A mixed week for citizen journalists as Steve Jobs declines to die

Good news: Steve Jobs did not have a major heart attack this week. Bad news: A serious "citizen journalism" misfire may have caused several heart attacks for investors anyway.

The "Steve Jobs heart attack" rumor, which started with a single post on the iReport site owned by CNN and spread rapidly through the blogosphere and parts of the mainstream media, illustrates the downside of throwing the doors of a news site open to anyone -- even as the week's financial and political news showed how effective and intelligent reader news gathering and commentary can be when it's done right.

Numerous attempts around the blogosphere Thursday to spot erroneous statements by vice presidential candidates Sen. Joe Biden and Gov. Sarah Palin during their debate that evening, turned up some solid nearly-real-time fact-checking -- a critical component to any sort of real journalism. Both candidates engendered frantic posts documenting misstatements, errors of fact, and bizarre factoid confirmations, including the news that "Bosniak" is a real word.

Meanwhile, the Jobs rumor circus opened early Friday when "johntw" -- a new commenter to iReport -- posted a claim that an anonymous source told "him" that Jobs was suffering heart attack-like symptoms and that paramedics were called. The post was on iReport for serveral hours, and was prominently displayed for at least part of that time. Apple heard about and issued a strong denial, and CNN later pulled the story from iReport -- but not before nervous investors dropped the stock price by nearly 7 percent.

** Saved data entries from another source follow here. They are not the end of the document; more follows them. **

Issue #250, opened 2018-11-16
Assign a fixed row height on the Feeds view


antonm76:
Currently when application starts and Feeds view is appeared, feed rows grows while additional data are loaded which leads to screen being distorted and rows jumping up and down. Assigning a fixed row height should fix the issue.

KuchaLeni:
Verified

PR #253, opened 2018-11-16
#250: Unnecessary size calculations removed

DesmanLead:
Currently it behaves the same as before, but with less flickering. So the row height is not constant and depends on a device.

Let me now if it requires further optimizations. It worked fast enough on my devices. The only flickering source left is an image component.


santee:
my favorite kind of pull request. @serjKim

PR #256, opened 2018-11-19
Feature/#195 tab bar scroll on double click

YaroTs:
The appropriate tab bar press handler is passed to tab bar navigation options


mobile/src/calendar/calendar.tsx
```diff
@@ -19,7 +20,16 @@ interface CalendarDispatchProps {
     prevCalendarPage: () => void;
 }
 
-export class CalendarImpl extends Component<CalendarProps & CalendarDispatchProps> {
+export class CalendarImpl extends Component<NavigationScreenProps & CalendarProps & CalendarDispatchProps> {
+
+    public componentDidMount() {
+        if (this.props.navigation) {
+            this.props.navigation.setParams({
```
santee: can't you dispatch something instead?

mobile/src/tabbar/tab-bar-on-press-handlers.ts
```diff
@@ -0,0 +1,66 @@
+import {NavigationStateRoute, TabScene} from 'react-navigation';
+import {OnSelectedDayCallback} from '../calendar/calendar-page';
+import moment from 'moment';
+
+export type TabBarOnPress = (options: { scene: TabScene, jumpToIndex: (index: number) => void }) => void;
+
+export const feedsTabBarOnPressHandler: TabBarOnPress = options => {
+    if (options.scene.focused && options.scene.route) {
+
+        let route = options.scene.route as NavigationStateRoute<any>;
```
santee: consts should be your default choice.

mobile/src/calendar/calendar.tsx
YaroTs: Not sure what exactly do you mean. Dispatching events like 'ScrollToTop' from Tabbar?

santee: I don't like that we need to pass navigation property everywhere. react-navigation provides some redux actions for common operations, like navigateTo, or go back. Is it possible to set these params using that method? Also, what happens when this parameter is set once and then we go away from the screen. Is it reset? Because the navigation instance is same.

YaroTs: It seems this parameters cannot be set using redux navigation actions as the tab bar press callback contains only NavigationRoute. 

As the navigation instance is the same, these params will be the same unless somebody manually rewrite them.

santee: in that case, does it make sense to set these parameters once in the root component?

santee: or they differ

santee: seems like they differ, ok, i understand.

mobile/src/reducers/calendar/calendar-events.reducer.ts
```diff
@@ -118,11 +121,13 @@ export const calendarEventsReducer: Reducer<CalendarEventsState> = (state = init
 
             return newState;
         case 'SELECT-CALENDAR-DAY':
+            const initPagesState = resetCalendarPageReducer(state, action);
```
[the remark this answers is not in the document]
YaroTs: That's correct, thank you. Also just noticed that day selection is not needed at all, only page with current month should be displayed.

YaroTs:
Close this pr as react-navigation 3 requires different approach to implement this feature.

Issue #249, opened 2018-11-16
On Android feeds do not load next page when list is scrolled to the bottom


antonm76:
@santee please assign a proper Milestone

antonm76:
Done. develop/dc8c7d8c4669431dd56bf107458f96c0e6d8b6df

KuchaLeni:
Reopened.
(device: OnePlus, android: 9)
Scroll the list of feeds to the bottom and check that loader icon is displayed. 
Result: The next page of feeds doesn't load until the user scrolls up.

antonm76:
@KuchaLeni fixed in 57f6eebf7f5049a4b6be76ad7a2dae69e65bf75d

KuchaLeni:
Verified.

PR #262, opened 2018-11-19
On Android feeds do not load next page when list is scrolled to the bottom #249

antonm76:
1. onEndReachedThreshold has to be >0 to onEndReached to be fired on Android
2. Footer with activity indicator is added

### DIFF
--- a/mobile/src/feeds/home-feeds-screen.tsx
+++ b/mobile/src/feeds/home-feeds-screen.tsx
@@ -61,8 +61,8 @@ class HomeFeedsScreenImpl extends React.Component<FeedsScreenProps & FeedScreenD
         return this.props.feeds.size > 0 ?
             <FlatList
                 style={styles.view}
-                keyExtractor={this.keyExtractor}
-                ItemSeparatorComponent={this.itemSeparator}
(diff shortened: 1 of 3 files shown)


mobile/src/feeds/home-feeds-screen.tsx
```diff
@@ -47,60 +50,82 @@ const mapDispatchToProps = (dispatch: Dispatch<any>): FeedScreenDispatchProps =>
...
+                onEndReachedThreshold={0.2}
+                refreshing={false}
+                onRefresh={this.onRefresh}
+                ListFooterComponent={this.footer}
+            /> :
+            <LoadingView/>;
     }
 
+    //----------------------------------------------------------------------------
+    // noinspection JSMethodCanBeStatic
```
DesmanLead: Why not to actually make it static?

antonm76: I would rather make them lambdas

antonm76: done: 9ade2597c215d48be39585e79cec5fdc7193608e

antonm76:
Done

PR #263, opened 2018-11-19
TSLint semicolon settings are altered

antonm76:
to force class members to be semicoloned, like following:
private endReached = () => {
        if (this.props.user) {
            this.props.fetchOldFeeds();
        }
    };

### DIFF
--- a/mobile/src/app.tsx
+++ b/mobile/src/app.tsx
@@ -58,7 +58,7 @@ export class App extends Component<AppProps> {
 
         dispatch(NavigationActions.back());
         return true;
-    }
+    };
 }
 
 const mapStateToProps = (state: AppState) => ({
--- a/mobile/src/calendar/calendar-action-button.tsx
+++ b/mobile/src/calendar/calendar-action-button.tsx
@@ -63,11 +63,11 @@ export class CalendarActionButton extends Component<CalendarActionButtonProps, C
         this.setState({
             buttonHeight: e.nativeEvent.layout.height
         });
-    }
+    };
 
     private onButtonEditorPress = () => {
         this.props.onPress();
-    }
+    };
 }
 
 export const CalendarActionButtonSeparator = () => <View style={calendarActionsStyles.separator}></View>;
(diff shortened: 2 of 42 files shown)


antonm76:
@serjKim any reasons you are not agree?
why `private flag = true;` requires semicolon while `private foo = () => {}` doesn't?

serjKim:
Because you can't write
```
private flag1 = true private flag2 = true
```
It should be separated by semicolon. Otherwise, after minification it can be broken.

```{}``` is already guaranteed a valid separating code instructions:
```
private a() {} private b() {}
function f1() {} function f2() {}
if (...) {} if (...) {}
```
image
That's why we see, redundant ```;``` after compilation

I don't see any benefits of that proposal

**Comment by antonm76** [comment]
We aren't talking about _methods_, we are talking about _members_.

This TS code
`class A {
    private flag = true;

    private foo = () => {

    };

    private bar = () => {

    };
}`
compiles into following:
`class A {
    constructor() {
        this.flag = true;
        this.foo = () => {
        };
        this.bar = () => {
        };
    }
}`

**Comment by serjKim** [comment]
You are taking about members, containing _body_ {}
As I mentioned, ```{}``` is already separator and can be used without extra ```;```. It's the same if we write that:
```
if () { 
};
while() {
};
```

**Comment by antonm76** [comment]
Hmmm, we have a programming language with a statement terminator, which is a ';'. I prefer do not think whether TS compiles into JS, I prefer to write a code using TS. Also, I prefer uniformity of all kinds, so either we terminate our members declarations with semicolons or we do not.

**Comment by DesmanLead** [comment]
The thing is it is not just a member declaration, it is an assignment statement. And I completely do not understand why the same statement (assignment) should be terminated in one case and should not be terminated in another.

**Comment by serjKim** [comment]
We have to think about JS as well. TS is superset of JS. Unfortunately, It's not a native langauge for us so far.

**Comment by sponkrashin** [comment]
We aren't talking about correctness, we're talking about consistency. And I agree that it looks strange:
```ts
const a = 1;
const b = () => {} 
```

serjKim:
Up to you

sponkrashin:
The main reason to use TSlint in the project is to have well-formatted, consistent code that lesser depends on it's author code-style. Almost all of the TSlint rules doesn't affect performance or any security issues, only code-style. So, in this context, I suppose that this rule can be used.

Issue #191, opened 2018-08-01
'Back' arrow open 'Feeds' tab instead of employee list after department link opening


KuchaLeni:
Steps:
1. Go to the Profile tab.
2. Click on the department link.
3. Click on any employee.
4. Click on 'back' arrow.

Result: Feeds tab is open (see attach).
Expected result: Employees list from user's department is open.
 
[video.zip](https://github.com/SoftwareCountry/arcadian-assistant/files/2249270/video.zip)

KuchaLeni:
The bug is reproduced.

PR #267, opened 2018-11-21
#191: Navigation logic fixed

DesmanLead:
1. Going back on the profile tab will not bring you to the feeds tab anymore;
2. Android back button handling is fixed.

### DIFF
--- a/mobile/src/app.tsx
+++ b/mobile/src/app.tsx
@@ -1,6 +1,5 @@
 import React, { Component } from 'react';
-import { BackHandler, Modal, Text } from 'react-native';
-
+import { BackHandler } from 'react-native';
 import { RootNavigator } from './tabbar/tab-navigator';
 import { AppState } from './reducers/app.reducer';
 import { connect, Dispatch } from 'react-redux';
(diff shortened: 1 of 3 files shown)


mobile/src/app.tsx
```diff
@@ -51,12 +51,13 @@ export class App extends Component<AppProps> {
     }
 
     private onBackPress = () => {
-        const { dispatch, nav } = this.props;
-        if (nav.index === 0) {
+        const { dispatch, nav: currentState } = this.props;
+        const popAction = NavigationActions.pop({ n: 1 });
```
santee: won't it crash if index === 0?

santee: or it's handled with getStateForAction and condition? A question when, if we check for index AND do pop instead of back, will it work? Don't really like getStateForAction call but I can live with it :)

DesmanLead: @santee 
First of all, index here is a tab index (0 == feeds tab). :)
When there is nothing to pop, navigation reducer will just return the same state.

mobile/src/navigation/routes.ts
```diff
@@ -0,0 +1,12 @@
+import { List } from 'immutable';
+
+export const routeComponents = (navigationState: any): List<string> => {
```
santee: Isn't there a type for it?

mobile/src/app.tsx
santee: got it

mobile/src/navigation/routes.ts
DesmanLead: @santee 
There is, but it doesn't describe the full structure.

santee: extend it, maybe? 'any' is just a time bomb.

antonm76:
@DesmanLead are you going to merge it finally?

PR #1010, opened 2020-10-28
CLN: remove test_suite runner from test files

jorisvandenbossche:
I don't think those are used any longer


mwtoews (approved):
Yup, these can be cleaned up, as this was for older support with unittest.

PR #1018, opened 2020-11-04
Deprecate setting of _geom attribute

jorisvandenbossche:
Related to https://github.com/Toblerity/Shapely/issues/999, but regardless the naming discussion / which properties we keep, the ability to *set* them from python is something that will go away in Shapely 2.0, so this PR is explicitly deprecating that.


mwtoews (approved):
Thanks, changes look good.

#1017 caused a conflict with `shapely/geometry/base.py` that will need to be fixed before merging.

PR #1019, opened 2020-11-04
Refactor affine_transform: use general function apply on coordinates

jorisvandenbossche:
In pygeos, we have a general `apply` method to apply a function on the coordinates and recreate geometries from those transformed geometries (we probably need to rename it to transform, but that's another issue). 

This speeds up the affine transforms again a bit (which saw a slowdown in https://github.com/Toblerity/Shapely/pull/983). The specific example of https://github.com/Toblerity/Shapely/pull/983#issuecomment-708276648 is now again at the same speed as with released Shapely:

```
In [1]: from shapely.geometry import Polygon

In [2]: poly = Polygon([(0,1), (1, 2), (2, 1), (1, 0), (0, 1)])

In [3]: %timeit poly.minimum_rotated_rectangle
275 µs ± 6.98 µs per loop (mean ± std. dev. of 7 runs, 1000 loops each)
```

Now, for single geometries, I don't think we need to expect speed-ups, certainly not compared to the cython code (that I removed here).


jorisvandenbossche:
Note that the tests are still failing because `pygeos.apply` doesn't support 3D coords, yet (working on that)

mwtoews (approved):
Great to see similar performance to the "speedups" implementation and to preserve 3D capabilities, thanks!

PR #1020, opened 2020-11-05
Clean-up use of impl/lgeos/delegated/exceptNull in shapely/geometry/

jorisvandenbossche:
Follow-up on https://github.com/Toblerity/Shapely/pull/983, cleaning up a few more things in geometry/base.py

- The `delegated` decorator is no longer needed (no support for another "impl"), also removed the tests for this
- `project` is already implemented by PyGEOS, so using that one (same for `relate` and `relate_pattern` now)
- Remove the `exceptNull` decorator, as such error handling is now handled in pygeos C code. For interpolate, we only have a slight difference in behaviour, though (for which I updated the test), see inline comment.
- Removed `self.impl`, since this is now no longer rused


tests/test_operations.py
```diff
@@ -88,12 +88,18 @@ def test_interpolate(self):
...
+
+        # Issue #653; should nog segfault for empty geometries
         empty_line = loads('LINESTRING EMPTY')
-        assert(empty_line.is_empty)
-        with pytest.raises(ValueError):
-            empty_line.interpolate(.5, normalized=True)
-        
+        assert empty_line.is_empty
+        interpolated_point = empty_line.interpolate(.5, normalized=True)
+        assert interpolated_point.is_empty
```
jorisvandenbossche, line 96: This test/behaviour comes from https://github.com/Toblerity/Shapely/issues/653. GEOS segfaults when passing an empty linestring, and Shapely solved this with the `exceptNull` decorator checking if any of the arguments was empty. PyGEOS currently also checks for this explicitly (to avoid the segfault, see https://github.com/pygeos/pygeos/blob/32397d998d2fc7fe3afef673539dace9fd8efe7f/src/geos.c#L297), but we decided to return an empty point instead of raising an error (see https://github.com/pygeos/pygeos/blob/32397d998d2fc7fe3afef673539dace9fd8efe7f/src/ufuncs.c#L373)

Any strong opinions on the desired behaviour?

cc @snorfalorpagus

mwtoews: This change of behavior is welcome, particularly since this is what PostGIS does:
```
db=> SELECT ST_AsText(ST_LineInterpolatePoint('LINESTRING EMPTY'::geometry, 0.2));
  st_astext
-------------
 POINT EMPTY
(1 row)
```

mwtoews (approved):
Looks good. I see the remaining `delegated` functions are in `shapely.prepared`, which I suspect will be addressed later (as discussed in https://github.com/shapely/shapely-rfc/pull/1)

jorisvandenbossche:
> I see the remaining delegated functions are in shapely.prepared

Indeed, and the same for the `impl` / `DefaultImplementation`, which is now (with the latest updates to this PR) also only used in the shapely.prepared module. So fully cleaned usage of it in `geometry/base.py`, but we will only be able to fully remove all the code in `impl.py` if also the prepared module is updated to use pygeos (now, functionality related to "prepared" has been merged in pygeos, so that should be possible now).

jorisvandenbossche:
Also removed any remaining use of `lgeos` in shapely/geometry/ submodule, except for the usage in pickling of LinearRings

jorisvandenbossche:
Needed to do a force-push to this branch, because I rebased the `shapely-2.0` branch on latest master

jorisvandenbossche:
CI is failing because of a build failure with pygeos (opened https://github.com/pygeos/pygeos/issues/260 for that).

jorisvandenbossche:
Actually, GEOSVERSION changed to GEOS_VERSION, so that was the cause ;)

jorisvandenbossche:
OK, remaining failure is a doctest failure unrelated to this PR, so will fix that in a separate PR (we started checking the doctests on master, which was now brought into shapely-2.0 branch, and there are some failures now)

CNN later issued a statement calling the original post "fraudulent," and investigations are underway as to whether it was a deliberate effort to tank the stock price or just some random "johntw" joker.

Since CNN pulled the entire item down, comments on the original post are presumably lost to the world. But over at Silicon Alley Investor, editor Henry Blodget documented the entire sequence of events -- and many of the comments he got on his coverage point to further kinks in the citizen-journalism plan.

A few quick-on-the-draw investors blamed Blodget's article, not the iReport original, for losses, as "Stu" did: "Mr Blodget, it was your website that was linked in my trading newsfeed, not CNN's iReport. You should know that even putting 'unconfirmed' in the title does not stop people from hitting the sell button. When it is something as serious as this, people don't hang around to ask whether it's true when the stock is starting to tank."

A few others such as "Bendo" even took the opportunity to raise the ghost of Blodget's past, when he paid out millions of dollars in settlements over charges of securities fraud: "I hope you Hank, Lindzon and Aarron Task do some serious jail time over this, you avoided it when you were doing the same sort of crap at Merril [sic]. I hope they nail your sorry *** to the wall this time. If I were you I'd start preparing a legal defense."

Other commenters noted that by branding iReport as a CNN property, the news network put its own credibility at the mercy of any anonymous writer, whatever her or his motives.

Charles F. Johnson, proprietor of Little Green Footballs, echoes that thought. "CNN's iReport site is no different from any other Internet discussion board -- random people posting random things, with almost no editorial oversight. There's a 'flag for review' button, but I can see no evidence that this is ever used by CNN for anything.

"The site is full of hate speech, lunatic ranting, and unsubstantiated rumors -- this Steve Jobs story is just the latest example," Johnson continued. "When [former White House press secretary] Tony Snow died, there was a deluge of sheer hatred posted there, and no one did anything about it -- which raises the question of whether they: 1) approve of that kind of stuff, or 2) just don't care."

Media sites can't just throw open the doors and watch the page view counters spin, Johnson added. "The only way to make a community site work well, without descending into non-stop trollery and hateful garbage, is to monitor things carefully and stop rumors like the Steve Jobs one as soon as they're started. This is one key to LGF's success; if you don't take charge and keep things on track, it will inevitably be derailed by the chaotic, inherently irresponsible nature of the Internet."

Johnson brewed his own blog engine and developed his own tools for monitoring comments and stopping abuse quickly; other sites take a "post-moderation" approach to input. And though the two situations threw reader-contributed "citizen" journalism into the spotlight, it's good to remember that more traditional media outlets fall down too: The last hysteria-based hiccup in Apple's stock price happened in September when Steve Jobs' obit hit the wires prematurely...courtesy of Bloomberg News Service.